Assignment >> Reproduce word for word the lines between those holding "PR #599, opened 2023-03-01" and "Any reason why", inclusive, and nothing else from the data below.

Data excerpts
- - - -

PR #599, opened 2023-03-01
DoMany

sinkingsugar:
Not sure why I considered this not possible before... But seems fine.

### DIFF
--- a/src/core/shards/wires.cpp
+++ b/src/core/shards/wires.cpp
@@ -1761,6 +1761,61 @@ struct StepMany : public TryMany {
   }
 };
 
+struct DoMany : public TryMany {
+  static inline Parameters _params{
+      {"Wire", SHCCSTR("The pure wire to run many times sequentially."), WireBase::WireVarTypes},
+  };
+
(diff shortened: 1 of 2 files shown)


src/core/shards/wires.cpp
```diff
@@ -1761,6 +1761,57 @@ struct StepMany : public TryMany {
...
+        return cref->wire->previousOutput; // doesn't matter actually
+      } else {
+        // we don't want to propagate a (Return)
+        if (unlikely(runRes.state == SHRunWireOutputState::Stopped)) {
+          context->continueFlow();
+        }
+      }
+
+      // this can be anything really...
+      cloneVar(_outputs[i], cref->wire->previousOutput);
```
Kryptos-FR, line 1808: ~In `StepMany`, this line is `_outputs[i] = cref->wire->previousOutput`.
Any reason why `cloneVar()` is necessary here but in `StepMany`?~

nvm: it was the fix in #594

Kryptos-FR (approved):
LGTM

- - - -

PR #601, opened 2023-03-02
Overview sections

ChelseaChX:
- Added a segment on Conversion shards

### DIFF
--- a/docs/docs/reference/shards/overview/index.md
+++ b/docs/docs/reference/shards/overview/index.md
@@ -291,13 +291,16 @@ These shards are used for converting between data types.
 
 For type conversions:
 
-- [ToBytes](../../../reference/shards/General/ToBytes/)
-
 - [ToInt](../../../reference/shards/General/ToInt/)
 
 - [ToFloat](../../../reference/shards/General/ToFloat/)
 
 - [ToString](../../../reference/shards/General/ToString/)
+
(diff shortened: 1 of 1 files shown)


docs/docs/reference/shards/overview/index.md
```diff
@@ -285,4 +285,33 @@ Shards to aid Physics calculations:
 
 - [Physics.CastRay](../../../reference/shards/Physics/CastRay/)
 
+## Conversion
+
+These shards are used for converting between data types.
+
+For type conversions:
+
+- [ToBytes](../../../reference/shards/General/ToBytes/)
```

- - - -

Exercise answer >>
PR #599, opened 2023-03-01
DoMany

sinkingsugar:
Not sure why I considered this not possible before... But seems fine.

### DIFF
--- a/src/core/shards/wires.cpp
+++ b/src/core/shards/wires.cpp
@@ -1761,6 +1761,61 @@ struct StepMany : public TryMany {
   }
 };
 
+struct DoMany : public TryMany {
+  static inline Parameters _params{
+      {"Wire", SHCCSTR("The pure wire to run many times sequentially."), WireBase::WireVarTypes},
+  };
+
(diff shortened: 1 of 2 files shown)


src/core/shards/wires.cpp
```diff
@@ -1761,6 +1761,57 @@ struct StepMany : public TryMany {
...
+        return cref->wire->previousOutput; // doesn't matter actually
+      } else {
+        // we don't want to propagate a (Return)
+        if (unlikely(runRes.state == SHRunWireOutputState::Stopped)) {
+          context->continueFlow();
+        }
+      }
+
+      // this can be anything really...
+      cloneVar(_outputs[i], cref->wire->previousOutput);
```
Kryptos-FR, line 1808: ~In `StepMany`, this line is `_outputs[i] = cref->wire->previousOutput`.
Any reason why `cloneVar()` is necessary here but in `StepMany`?~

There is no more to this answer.